Apical four chamber view is obtained from the apex of the heart as the name implies. It gives a good image of all four chambers as well as the mitral and tricuspic valves. The inter atrial and interventricular septa are seen in this veiw. The tricuspid valve is attached more distally to the septum than the mitral valve and the region in between is called the atrioventricular septum, which separates the left ventricle from the right atrium. A defect in this location is called a Gerbode ventricular septal defect. Drop outs in the inter atrial septum are common in this view as in this case, whithout any atrial septal defect. This is because the ultra sound beam is parallel to the inter atrial septum in this view and the thin region at the fossa ovalis is often seen as an echo drop out. A subcostal view should be obtained to image the inter atrial septum before concluding that the drop out is an atrial septal defect. A good left to right flow demonstrated by colour Doppler in this view can also be used to confirm the presence of an atrial septal defect in this view, especially if the sub costal view is suboptimal, especially in adults. A slight tilt of fom the apical four chamber view opens up the aortic root and it is called the apical five chamber view. Apical five chamber view is used to measure aortic flow and the gradient in aortic stenosis.

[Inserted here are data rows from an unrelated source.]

PR #917, opened 2026-08-27
Add missing break statement in various programs

### LINKED ISSUE #916: missing break statements in pz390
In pz390.trace_ins() for cases 410, 420, 430 (around line 21360 in current code) the break statements are missing, causing confusing output during tracing (trace data are overwritten, last section wins)
Please add the missing break statements.

With the help of AI a few more comparable issues were located. I'll fix those as well.

abekornelis:
fixes #916

### DIFF
--- a/src/mz390.java
+++ b/src/mz390.java
@@ -12145,8 +12145,10 @@ public  class  mz390 {
                 return "" + seta_value2;
             case 3:
                 return "" + seta_value;
+            default:                // #916
+                tz390.abort_case(); // #916
+                return "";          // #916
             }
-            // intentional drop-through to reach error handling under default #916
         case 2: // val_setb_type
             switch (parm) {
             case 1:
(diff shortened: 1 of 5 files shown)


src/mz390.java
```diff
@@ -12143,6 +12146,7 @@ private String get_pc_trace_val(byte type,int parm) {
             case 3:
                 return "" + seta_value;
             }
+            // intentional drop-through to reach error handling under default #916
```
jyganci: I'm confused. Outer switch is on type. If its first case (for type 1) applies and its inner switch, on parm, does not meet any of the case values (1,2,3), doesn't that mean that there is an error? Shouldn't each of the inner switches have its own default case?  If the code drops into type case 2, might the invalid parm value, supposedly for type case 1, be valid for case type 2? I assume you've thought this through and dropping through is okay.

abekornelis: @jyganci I noticed each major branch has the exact identical set of minor cases. Theoretically, if ever an unsupported minor comes if for major cases 1 or 2, where that minor case has been added as supported under major case 3 that might cause unwanted behavior. I have copied the default block. It's a tad ugly, but safer.

jyganci (approved):
The inner default switch cases don't look ugly to me. All looks good.

PR #918, opened 2026-08-28
Revive tests for command processor handling

abekornelis:
There is no issue describing these changes.

What I did:
- fixed a few issues with TESTCMD1 to make it run compatibly on Linux. (it was Windows-only)
- dropped TESTCMD2 - it was Windows-only and tested a subset of the TESTCMD4 tests
- TESTMD3 and TESTCMD4 were in the groovy script - I added them to the RUNCMDPROC.BAT and runcmdproc bash scripts
- Fixed CRLF line endings in called bash scripts


Zaneham:
One thing on the Linux side. `rt/bash/runcmdproc` is mode 644 while every other runner in `rt/bash` is 755, so running it directly gives permission denied. Looks like a `git add --chmod=+x` job, which is the row you just added to the contributing doc.

abekornelis:
@Zaneham thanks for spotting the omission - I have fixed it.

Zaneham (approved):

PR #925, opened 2026-09-03
update GUI to use BoxLayout and GridBagLayout

### LINKED ISSUE #923: Change z390 GUI layout manager
The z390 GUI uses Java's FlowLayout manager to create the z390 window. This results in some components moving if the user resizes the window. In particular, the "Command" and "Status" lines are each made up of two components -- a label ("Cpmmand" respectively "Status") and a text field. Note that the "lines" that are shown in the window are not really lines, but where Java arranges the components. When resizing the z390 window horizontally, these components are free to move so may end up on separate lines (be rearranged). In particular, the "Status" label may move to the "Command" line because additional horizontal space in the window makes room for the "Status" component to flow to the previous line. To prevent this, another Java layout manager should be used to layout the components. The GridBayLayout manager is probably the best bet.

jyganci:
Fixes #923. The layout manager for the z390.java main panel is changed from FlowLayout to BoxLayout and GridBagLayout. The View-Status menu check box item is no longer needed but is left in place as "checked" but is unable to be unchecked. The corresponding command, STATUS, is modified to ignore "ON" and "OFF" requests, and changes the way "STATUS dec" handles its parameter. If the parameter, dec, is a valid nonnegative integer, it is used to set the status value; zero sets the status to off, greater than sets the status to dec * 1000  -- note that this could result in an integer that exceeds the maximum positive integer, but that's what the existing code does, so it is left as is. If the dec value is not a valid nonnegative integer, an error message is shown; no change to the status value. Old behavior for this case turned the status off.


src/z390.java
```diff
@@ -1511,7 +1517,31 @@ private void set_text_font() {
 
 
     /**
-     * return int from immediate decimal parm
+     * Return non-negative int value from string of decimal digits
+     * @param cmd_parm string of decimal digits
```
abekornelis, line 1521: ..\..\src\z390.java:1521: error: @param name not found
     * @param cmd_parm string of decimal digits

src/z390.java
```diff
@@ -1511,7 +1517,31 @@ private void set_text_font() {
...
+     * @return integer value if string contains only decimal
+     *         digits and the parsed value is in the range
+     *         zero to Integer.MAX_VALUE; otherwise, returns -1
+     */
+    private int get_nonnegative_dec_int(String s) {            // #923
```
abekornelis, line 1526: ..\..\src\z390.java:1526: warning: no @param for s
    private int get_nonnegative_dec_int(String s) {            // #923

abekornelis (changes requested):
Please fix the javadoc at c. 1521.
Otherwise okay - passes all tests

PR #928, opened 2026-09-06
Revive 3 rt\test testcases

abekornelis:
This change is not related to any issue

What I did:
- scripted bat/bash/groovy tests for three more testcase programs in the rt\test folder
- added a reference file for one of them
- added a comparison step to each script to validate actual output against reference file


Zaneham (approved):
Looking good!

Issue #487, opened 2024-09-19
Support configuration of Capella API endpoint


Westwooo:
Currently we check the suffix of the cluster endpoint to determine if the cluster is running in the cloud. This works fine for clusters running in prod, but the dev environments have different endings to the connstr. This issue was addresses by the ability to manually specify the cluster type in the config file. 

However the dev environments also have a different endpoint for the Capella API, so we need to be able to configure this through the config file also.

PR #498, opened 2024-09-24
Support configuration of api endpoint for Capella organization

Westwooo:
Addresses: https://github.com/couchbaselabs/couchbase-shell/issues/487

### DIFF
--- a/src/cli/cbenv_register.rs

Supra sternal view is often the last view obtained during echocardiography. The subcostal view has not been demonstrated in this series as the images were not of good quality as is sometimes the case in lean indiviuals with a narrow costal angle. The supra sternal view images the aortic arch and its branches and the proximal descending aorta. This view is used to detect coarctation of aorta and measure gradients across the coarctation. Ascending aorta can also be imaged with a tilt and ascending aortic flow is measured in aortic stenosis to get the gradient across the aortic valve. This is sometimes useful when the gradient is not picked up well in the apical five chamber view.